The Department of Labor (DOL) has informally commented [!!] that . For example, a frequency limit of 10 visits alone may be acceptable, but if the plan also places a cap on reimbursement, such as $50 per visit, the net result would be a $500 annual limit. In such cases, the DOL suggested that tying the payment to reasonable and customary expenses, or similar action, may rectify the annual limit issue.
Can plans replace dollar limits with visit or other limits in high risk cases?

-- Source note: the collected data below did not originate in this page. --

PR #2221, opened 2026-09-12
#2185: cover pull branch in find-one-pull yml

### LINKED ISSUE #2185: `find-one-pull.yml` never reaches the pull branch of `find-missing-issues.rb`
The test `judges/find-missing-issues/find-one-pull.yml` seeds two `pull-was-opened` facts for issues 141 and 143, leaving 142 as the missing number the judge should recover. With `testing: true` the judge talks to `Fbe::FakeOctokit`, and its `issue` method returns number 142 from a branch that carries no `pull_request` key (fbe-0.49.1, `lib/fbe/fake_octokit.rb`, the `when 142` case). So `find-missing-issues.rb:78` computes `type = 'issue'` and the `if type == 'pull'` block on `:79` is skipped whole.

That block is the only thing the file's name promises. The `Fbe.octo.pull_request` lookup on `:84`, `f.branch = ref` on `:95` and `f.stale = 'branch'` on `:97` are never reached, and the two expectations are the same two lines `find-one.yml` already carries, down to asserting `what='issue-was-opened'` for the recovered fact. The file duplicates its neighbour and covers no extra path, so the pull side of the judge has no `.yml` test at all.

Seeding 143 and 145 instead leaves 144 missing, which `FakeOctokit#issue` does return with a `pull_request` key and `FakeOctokit#pull_request` answers with `head.ref` of `master`. Expecting `what='pull-was-opened'` and `branch='master'` then puts the branch under test.

@yegor256

canburakyol:
Fixes #2185.

\ind-one-pull.yml\ seeded 141/143 so the fake returned 142 with no \pull_request\ key and the \	ype == 'pull'\ block was never reached — a duplicate of \ind-one.yml\. Seed 143/145 instead so 144 (which the fake returns with a \pull_request\ key and \head.ref\ of \master\) exercises the pull path; expect \pull-was-opened\ + \ranch='master'\.

### DIFF
--- a/judges/find-missing-issues/find-one-pull.yml
+++ b/judges/find-missing-issues/find-one-pull.yml
@@ -9,13 +9,13 @@ input:
     where: github
     when: 2024-10-10T15:00:00Z
     repository: 700
-    issue: 141
+    issue: 143
   -
     what: pull-was-opened
     where: github
     when: 2024-10-11T15:00:00Z
     repository: 700
-    issue: 143
+    issue: 145
 expected:
   - /fb[count(f)=3]
-  - /fb/f[what='issue-was-opened' and repository='700' and issue='142']
+  - /fb/f[what='pull-was-opened' and repository='700' and issue='144' and branch='master']


Thayorns:

PR #2222, opened 2026-09-12
#2182: assert no duplicate fact on second call

### LINKED ISSUE #2182: Nothing is asserted by `test_graceful_on_second_call_for_same_issue` in `test/lib/test_issue_was_lost.rb`
The test `test_graceful_on_second_call_for_same_issue` in `test/lib/test_issue_was_lost.rb:56` calls `Jp.issue_was_lost('github', 42, 123)` twice inside a `Fbe.stub(:fb, fb)` block and then ends. There is no assertion anywhere in the body, so the only failure it can produce is an exception raised by the code under test.

That leaves the behaviour the test is named for unchecked. The second call is supposed to be a no-op: `Fbe.if_absent` in `lib/issue_was_lost.rb:27` finds the `issue-was-lost` fact the first call inserted, returns nil, and the judge logs a warning and stops. Nothing in the test looks at the factbase afterwards, so if that uniqueness check ever stopped matching, a second `issue-was-lost` fact for issue 123 would pile up on every run and the test would still be green. #1647 was about the exception; the state the call leaves behind has no guard.

Asserting the factbase after the second call fixes it: exactly one `issue-was-lost` fact for issue 123, in the shape `test_inserts_fresh_fact_when_none_exists` at `:29` already uses.

@yegor256

canburakyol:
Fixes #2182.

\	est_graceful_on_second_call_for_same_issue\ called \Jp.issue_was_lost\ twice and asserted nothing, so a broken uniqueness check (duplicate \issue-was-lost\ fact piling up every run) would stay green. Assert exactly one fact afterwards, in the shape \	est_inserts_fresh_fact_when_none_exists\ uses.

### DIFF
--- a/test/lib/test_issue_was_lost.rb
+++ b/test/lib/test_issue_was_lost.rb
@@ -59,6 +59,10 @@ class TestIssueWasLost < Minitest::Test
       $loog = Loog::NULL
       Jp.issue_was_lost('github', 42, 123)
       Jp.issue_was_lost('github', 42, 123)
+      lost = fb.query(
+        "(and (eq what 'issue-was-lost') (eq where 'github') (eq repository 42) (eq issue 123))"
+      ).each.to_a
+      assert_equal(1, lost.size, 'second call for the same issue must be a no-op, no duplicate fact')
     end
   end
 


Thayorns:

PR #4, opened 2023-05-16
SDIT-405: ✨ Initial framework for clients

petergphillips:


build.gradle.kts
```diff
@@ -4,13 +4,32 @@ plugins {
...
 
 configurations {
+  implementation { exclude(module = "spring-boot-starter-web") }
+  implementation { exclude(module = "spring-boot-starter-tomcat") }
   testImplementation { exclude(group = "org.junit.vintage") }
 }
 
 dependencies {
   implementation("org.springframework.boot:spring-boot-starter-actuator")
+//  implementation("org.opensearch.client:spring-data-opensearch-starter:1.1.0")
```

The question of whether plans will be allowed to have annual visit or day limits are not directly addressed by the law or the interim final rules. The DOL has informally commented that frequency limits are generally acceptable. Such limits, however, should not “transcend” into dollar limits. For example, a frequency limit of 10 visits alone may be acceptable, but if the plan also places a cap on reimbursement, such as $50 per visit, the net result would be a $500 annual limit. In such cases, the DOL suggested that tying the payment to reasonable and customary expenses, or similar action, may rectify the annual limit issue.
So, if I understand “transcend” in this context correctly, a frequency limit can be placed for types of non-“essential” but covered items and services whose dollar costs are not given in the policy, or not well understood.
But it seems to me that such items and services are exactly the kind of care that one would wish to insure against most, because they are potentially the costliest and riskiest. If you need to rehab your hip, and that’s going to take 20 visits, but the policy under Section 2711(b) only covers 10, then you get to choose between being a cripple and a really big stack of bills. If you need chemo, and that’s going to take 26 treatments, but your policy only covers 13, then you get to choose between the Big C and selling your house.* And so forth. (Note that your hip and becoming cancer-free are essential to you, but that doesn’t mean they’re essential under ObamaCare.)
As usual with ObamaCare, we have very little data, and since there have (presumably) not been all that many claims filed under Obama, we don’t have much information on how Section 2711 has been
gamed applied in practice. So readers, here I’m handicapped by my horrified unfamiliarity with actual insurance policies. Does this interpretation seem plausible? Frankly, it would be nice to rule it out. What does your policy say, if you have one?
NOTE * “Prescription drugs” are in the “essential” category. I don’t read that as saying “all prescription drugs” and certainly not all medical drugs, like experimental treatments. No doubt in practice this will boil down to narrow formularies, exactly like narrow networks.